Issue #70, opened 2021-08-05
Use DSOs?


tclune:
During the development of GOCART2G,  we updated the rest of the GCM to use DSOs and thereby eliminated compile time dependencies between components.    GOCART2G has not been updated in that manner.

Should this be done _before_ v2.0.0 or after?

amdasilva:
Be my guest to implement DSOs, wthatever that is... I am assuming this is a cmake level update.

amdasilva:
@tclune Is this something to be done now?

tclune:
@amdasilva I think we _can_ do it with relative ease at any point.  Relatively simple CMake surgery.

@atrayano did recently do something like this with MIT ocean, and got different answers which gave us pause; so we'd best double check that there are no surprises with GOCART.   

I can add it to the backlog for @weiyuan-jiang

weiyuan-jiang:
There seems already no dependency of gorcar2g on its children
https://github.com/GEOS-ESM/GOCART/blob/4c941791d3d1fbea65dd5d2be330ada8c4951036/ESMF/GOCART2G_GridComp/CMakeLists.txt#L24-L29

weiyuan-jiang:
@tclune , what is the specific issue here?

tclune:
The use statements here should go away: 

https://github.com/GEOS-ESM/GOCART/blob/4c941791d3d1fbea65dd5d2be330ada8c4951036/ESMF/GOCART2G_GridComp/GOCART2G_GridCompMod.F90#L20-L24

Need to use add child via DSO interface.

PR #182, opened 2022-09-08
Feature/wjiang/shared lib

weiyuan-jiang:
This PR is addressing issue #70 . The components of GOCART2G are built as DSO.   Do we need to build  GOCART2G as DSO too ? @tclune

### DIFF
--- a/ESMF/GOCART2G_GridComp/GOCART2G_GridCompMod.F90
+++ b/ESMF/GOCART2G_GridComp/GOCART2G_GridCompMod.F90
@@ -1045,7 +1045,7 @@ contains
 
     ! locals
     integer                                                    :: i
-    character(:), allocatable :: dso_suffix
+    character(:), allocatable :: dso_libname
 
     __Iam__('GOCART2G::createInstances_')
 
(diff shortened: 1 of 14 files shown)


ESMF/GOCART2G_GridComp/GOCART2G_GridCompMod.F90
```diff
@@ -1062,22 +1055,30 @@ subroutine createInstances_ (self, GC, rc)
 !   Active instances must be created first! This ordering is necessary for
 !   filing the AERO states that are passed to radiation.
 !   This is achieved by arranging the names of the active instances first.
+    dso_libname = adjust_dso_name('libDU2G_GridComp')
```
mathomp4, line 1058: @weiyuan-jiang You probably don't need to do this. MAPL_AddChildFromDSO should adjust it for you automatically. So you could just pass in, say, `libDU2G_GridComp.so`.  But maybe this is better? Hmm.

That said, note that the CI is failing because I'm not sure we expose `adjust_dso_name` publicly in MAPL. Might be a question for @tclune if it should be or not.

weiyuan-jiang: Ahh, you are right. It is adjusted inside the program. I will clean this up

tclune: This exercise is in part to expose issues at various stages of build/run.    Relocatability is the big concern that a poorly understand.

amdasilva:
We need to revisit this later. We need a better plan to split the process library.  I will close this without merging it.

PR #187, opened 2022-09-16
Fixes #184. Remove unneeded GFE find_package calls

### LINKED ISSUE #184: Unnecessary yaFyaml dependency in GOCART build system
yaFyaml is not needed to build GOCART. However, the following dependency is included in the build system:
https://github.com/GEOS-ESM/GOCART/blob/e59ddd490f3bc413465317a89e5684cee68de8e8/CMakeLists.txt#L64

mathomp4:
Closes #184 

This removes some unneeded `find_package` calls for GFE libraries. These are needed by MAPL not GOCART and so are redundant here (and as @rmontuoro pointed out, bad).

::::

All of the entries should be written out again exactly.

*Result of this task*:
Issue #70, opened 2021-08-05
Use DSOs?


tclune:
During the development of GOCART2G,  we updated the rest of the GCM to use DSOs and thereby eliminated compile time dependencies between components.    GOCART2G has not been updated in that manner.

Should this be done _before_ v2.0.0 or after?

amdasilva:
Be my guest to implement DSOs, wthatever that is... I am assuming this is a cmake level update.

amdasilva:
@tclune Is this something to be done now?

tclune:
@amdasilva I think we _can_ do it with relative ease at any point.  Relatively simple CMake surgery.

@atrayano did recently do something like this with MIT ocean, and got different answers which gave us pause; so we'd best double check that there are no surprises with GOCART.   

I can add it to the backlog for @weiyuan-jiang

weiyuan-jiang:
There seems already no dependency of gorcar2g on its children
https://github.com/GEOS-ESM/GOCART/blob/4c941791d3d1fbea65dd5d2be330ada8c4951036/ESMF/GOCART2G_GridComp/CMakeLists.txt#L24-L29

weiyuan-jiang:
@tclune , what is the specific issue here?

tclune:
The use statements here should go away: 

https://github.com/GEOS-ESM/GOCART/blob/4c941791d3d1fbea65dd5d2be330ada8c4951036/ESMF/GOCART2G_GridComp/GOCART2G_GridCompMod.F90#L20-L24

Need to use add child via DSO interface.

PR #182, opened 2022-09-08
Feature/wjiang/shared lib

weiyuan-jiang:
This PR is addressing issue #70 . The components of GOCART2G are built as DSO.   Do we need to build  GOCART2G as DSO too ? @tclune

### DIFF
--- a/ESMF/GOCART2G_GridComp/GOCART2G_GridCompMod.F90
+++ b/ESMF/GOCART2G_GridComp/GOCART2G_GridCompMod.F90
@@ -1045,7 +1045,7 @@ contains
 
     ! locals
     integer                                                    :: i
-    character(:), allocatable :: dso_suffix
+    character(:), allocatable :: dso_libname
 
     __Iam__('GOCART2G::createInstances_')
 
(diff shortened: 1 of 14 files shown)


ESMF/GOCART2G_GridComp/GOCART2G_GridCompMod.F90
```diff
@@ -1062,22 +1055,30 @@ subroutine createInstances_ (self, GC, rc)
 !   Active instances must be created first! This ordering is necessary for
 !   filing the AERO states that are passed to radiation.
 !   This is achieved by arranging the names of the active instances first.
+    dso_libname = adjust_dso_name('libDU2G_GridComp')
```
mathomp4, line 1058: @weiyuan-jiang You probably don't need to do this. MAPL_AddChildFromDSO should adjust it for you automatically. So you could just pass in, say, `libDU2G_GridComp.so`.  But maybe this is better? Hmm.

That said, note that the CI is failing because I'm not sure we expose `adjust_dso_name` publicly in MAPL. Might be a question for @tclune if it should be or not.

weiyuan-jiang: Ahh, you are right. It is adjusted inside the program. I will clean this up

tclune: This exercise is in part to expose issues at various stages of build/run.    Relocatability is the big concern that a poorly understand.

amdasilva:
We need to revisit this later. We need a better plan to split the process library.  I will close this without merging it.

PR #187, opened 2022-09-16
Fixes #184. Remove unneeded GFE find_package calls

### LINKED ISSUE #184: Unnecessary yaFyaml dependency in GOCART build system
yaFyaml is not needed to build GOCART. However, the following dependency is included in the build system:
https://github.com/GEOS-ESM/GOCART/blob/e59ddd490f3bc413465317a89e5684cee68de8e8/CMakeLists.txt#L64

mathomp4:
Closes #184 

This removes some unneeded `find_package` calls for GFE libraries. These are needed by MAPL not GOCART and so are redundant here (and as @rmontuoro pointed out, bad).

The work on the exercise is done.